Bringing together the technology for remote care management, which now includes an FDA-cleared wearable medical device for monitoring patient vitals, with the reach and proficiency offered by Best Buy as a global power was what Chris calls incredibly strategic. 

And as far as strategies go, this one has been proven successful. “We see that every day in the market from our customers saying this is something they’re really excited about, that they see value in, that they can get value from and it helps them scale up the solution,” he says.

Today, Chris is part of the Best Buy Health leadership team, helping to develop its virtual care strategy while also leading Current Heath’s operations.
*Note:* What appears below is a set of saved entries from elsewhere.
PR #5935, opened 2020-12-11
[posix] add error logs in trel platform implementation under posix

abtink:
This commit adds explicit error logs messages for the more common
error situation in trel platform implementation under posix, e.g., if
the trel netif cannot be found, or a unicast address cannot be added
to the netif. The new logs provide is included to provide more details
in addition to log message by `VerifyOrDie()` and/or `DieNow()`

PR #6090, opened 2021-01-19
[posix] logging enhancements to infra if

wgtdkp:
This PR includes two small enhancements to the posix infra if module:
1. simplify logging of socket errors since the `VerifyOrDie` macro already prints the line number and `strerror()`.
2. suppress "drop ICMPv6 message" debug logs when there is no input data to be read on the socket.

### DIFF
--- a/src/posix/platform/infra_if.cpp
+++ b/src/posix/platform/infra_if.cpp
@@ -135,11 +135,7 @@ static void InitLinkLocalAddress(void)
 {
     struct ifaddrs *ifAddrs = nullptr;
 
-    if (getifaddrs(&ifAddrs) < 0)
-    {
-        otLogCritPlat("failed to get netif addresses: %s", strerror(errno));
-        DieNow(OT_EXIT_ERROR_ERRNO);
-    }
+    VerifyOrDie(getifaddrs(&ifAddrs) != -1, OT_EXIT_ERROR_ERRNO);
 
     for (struct ifaddrs *addr = ifAddrs; addr != nullptr; addr = addr->ifa_next)
     {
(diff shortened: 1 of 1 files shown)


simonlingoogle (approved):
LGTM 👍

src/posix/platform/infra_if.cpp
```diff
@@ -182,73 +178,41 @@ void platformInfraIfInit(otInstance *aInstance, const char *aIfName)
 
     // Initializes the infra interface.
     ifIndex = if_nametoindex(aIfName);
-    if (ifIndex == 0)
-    {
-        otLogCritPlat("failed to get the index for infra interface %s: %s", aIfName, strerror(errno));
-        DieNow(OT_EXIT_ERROR_ERRNO);
-    }
+    VerifyOrDie(ifIndex != 0, OT_EXIT_ERROR_ERRNO);
```
jwhui, line 181: I think it is valuable to have more friendly error output for common user-facing issues (e.g. when specifying an interface that cannot be found). As an example, we added some more user-friendly error output in #5935.

simonlingoogle: Agree with @jwhui . 

I think it's better to allow specifying an error message in `VerifyOrDie`. 

e.x.  
```cpp
VerifyOrDie(ifIndex != 0, OT_EXIT_ERROR_ERRNO, "failed to get the index for infra interface %s: %s", aIfName, strerror(errno));
```

wgtdkp: Makes sense. reverted the change to the interface name check.

src/posix/platform/infra_if.cpp
```diff
@@ -278,7 +246,7 @@ void platformInfraIfUpdateFdSet(fd_set &aReadFdSet, int &aMaxFd)
 
 void platformInfraIfProcess(otInstance *aInstance, const fd_set &aReadFdSet)
 {
-    otError  error = OT_ERROR_DROP;
+    otError  error = OT_ERROR_NONE;
```
librasungirl, line 249: If update the initial value as in this PR,  below line# 318 (`error = OT_ERROR_NONE;` ) could be removed?
Just curious, any specific reason to change the initial value?

wgtdkp: yes, line#318 can be removed, updated.
It is for suppress "drop ICMPv6 message" debug logs when there is no input data to be read on the socket.

librasungirl (approved):

jwhui (approved):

Earlier this year, Current Health inked a partnership with Atrium Health, one of the biggest health systems in the country, to  develop “new hospital-at-home offerings that will enhance the patient experience of receiving hospital-level care in the home,” according to a press release.

Chris offers some final advice to future developers and entrepreneurs. “It’s just one step after the other, and constantly listening to the market,” he shares, highlighting the importance of nurturing client relationships. 

“The only reason we are successful is because we have prioritized relationships with our clients at every possible time,” Chris adds. “That partnership, the focus on building those relationships, I think is critically important for founders.”

This conversation was captured at the 2023 ViVE Conference in Nashville, TN. Stay tuned for more exciting interviews from the event.

About Chris McGhee: Christopher McGhee started Current Health in 2015 as a medical student, ultimately leaving at the end of his third year with the belief that technology could have a more profound impact on how care is delivered at scale. Since then, Chris has led the company through many major milestones, including the platform’s FDA clearance in 2019, 3,000% revenue growth in 2020, and growing the team to 150 employees across the U.S. and U.K. in 2021.  Under Chris’ leadership, the company raised over $70M in capital before being acquired by Best Buy Health in October 2021. Today, Chris sits on the Best Buy Health leadership team helping to develop its virtual care strategy while also leading operations for the Current Health business.